The new April version of the Teach Yourself Logic Guide is now available for downloading. This is re-organized and half as long again as the previous version. After the Introduction there is a short new Chapter 1 on Logical Geography saying more about how the field of logic (and hence the Guide) can be carved up. Chapter 2 on The Basics is much as it was. But Chapter 3, Exploring Further, is much expanded and (at least to a first approximation) a complete draft: there are over a dozen new pages here. The chapter of a rather different character reviewing some of the Big Books now comes at the end, as an Appendix, but is otherwise unchanged in this version.

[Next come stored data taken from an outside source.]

PR #3824, opened 2023-09-23
Added support to query local arrays

guj:
1) removed unused code sections
2) added support for Local Arrays
3) added test for local arrays in python
4) result can be returned as vector of start/count (global array only),  or vector of block ids


testing/adios2/performance/query/TestBPQuery.cpp
```diff
@@ -31,10 +31,10 @@ void WriteXmlQuery1D(const std::string &queryFile, const std::string &ioName,
     file << "   <var name=\"" << varName << "\">" << std::endl;
     file << "      <boundingbox  start=\"5\" count=\"80\"/>" << std::endl;
     file << "       <op value=\"OR\">" << std::endl;
-    file << "         <range  compare=\"GT\" value=\"6.6\"/>" << std::endl;
+    file << "         <range  compare=\"GT\" value=\"100.6\"/>" << std::endl;
     file << "         <range  compare=\"LT\" value=\"-0.17\"/>" << std::endl;
     file << "         <op value=\"AND\">" << std::endl;
-    file << "            <range  compare=\"LT\" value=\"2.9\"/>" << std::endl;
+    file << "            <range  compare=\"LT\" value=\"11.9\"/>" << std::endl;
     file << "            <range  compare=\"GT\" value=\"2.8\"/>" << std::endl;
```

Most of the new sections of Chapter 3 are not only new to the Guide but haven’t appeared in draft form here on the blog either. So comments, corrections and suggestions will be particularly welcome, either below or by email.
Have you considered including the following items in your guide:
(1) http://wwwhomes.uni-bielefeld.de/mkracht/html/tools/book.pdf
A fairly advanced treatment of modal logic.

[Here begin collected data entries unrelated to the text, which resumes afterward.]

Issue #3894, opened 2023-11-06
Move Documentation for adios2-examples.readthedocs.org to adios2.readthedocs.com


spyridon97:
Move Documentation for adios2-examples.readthedocs.org to adios2.readthedocs.com

anagainaru:
I am not sure where to give you this feedback, but the Kokkos gray-scott example is working. For the documentation make a note that, in order to run this example, you need the adios2.xml file from `examples/simulations/gray-scott` and one of the settings json files from `examples/simulations/gray-scott/simulation`

PR #3939, opened 2023-11-23
Move useful docs from ADIOS2-examples to ADIOS2

spyridon97:
Move useful docs from ADIOS2-examples to ADIOS2

Closes https://github.com/ornladios/ADIOS2/issues/3894.

### DIFF
--- a/docs/user_guide/source/components/anatomy.rst
+++ b/docs/user_guide/source/components/anatomy.rst
@@ -1,0 +1,136 @@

(2) Mathematical Methods in Linguistics by Partee, Meulen and Wall
Useful for linguists, especially for its treatment of type theory and the lambda calculus.
What do you think of them?
I don’t know either of these so thanks for the pointers — I’ll take a look in due course!
Thank you very much for this very useful guide.
Should Immerman’s book, Descriptive Complexity, be in the guide somewhere? It covers such things as Fagin’s theorem (existential second-order logic is equivalent to NP).
Also, how about Maria Manzano’s Extensions of First-Order Logic?
Minor error: In “Heinz-Dieter Ebbinghaus and J ̈org Flum, Finite Model Theory”, on page 27 of the guide, the title isn’t in italics (but should be).
I just noticed that Gregory H Moore’s Zermelo’s Axiom of Choice: Its Origins, Development, and Influence, due from Dover, has now appeared.
Now if Dover would just do Drake’s Large Cardinals.
Re ‘Serious Set Theory’, how about Kanomori’s The Higher Infinite: Large Cardinals in Set Theory from Their Beginnings?
Dear Prof. Smith,
Thank you for this guide, it’s priceless. I would like to ask you about “Logic: Techniques of formal reasoning”, by Kalish, Montague, and Mar (2nd edition). I was wondering if I should give it a try, bearing in mind that I have no prior knowledge of serious logic.
Thank you,
Christos
That’s odd: I thought I had an old copy of Kalish and Montague, but looking along my shelves I must have at some point mislaid it/lent it/given it to Oxfam … As far as I can recall this is a pretty good book even if (as you might expect, fifty years on since it first appeared) now rather old-school in tone. It is certainly a very respectable, reliable book. If you have a copy to hand, then give it a try to see if it has the right pace, the right level, the right style for you.
Thanks. Yes, I do have a copy of the book. I’ve flicked through it, and I must admit it is quite intimidating for a formal linguist with a philological (hence, non-mathematical) background, like me. Terence Parsons has an online logic text, which is modelled on KM&M’s system, and seems easier to follow. I may start from there, and see how it goes. Anyhow, thanks again for your Logic Matters blog…had I known about it earlier….
I was surprised there wasn’t a mention of Restall’s Introduction to Substructural Logics. It seems like a natural fit in either the proof theory section or the non-classical logic section.
Yes, thanks! In fact, I did the Proof Theory section at the last moment, and I quickly realised I’d forgotten Greg Restall’s nice book. And it could appear in the non-classical section too, now you point that out. It will be in the May update, along with more expansive stuff about other proof theory books.
BTW, I’ve noticed that Jech’s Set Theory and Marker’s model theory book are part of the current Spinger ‘yellow sale’ as are Sacks’ Higher Recursion Theory, Wagner’s Simple Theories, MacLane and Moerdijk’s Sheaves in Geometry and Logic, and a Mathematical Logic and Model Theory by A. Prestel and C. N. Delzell.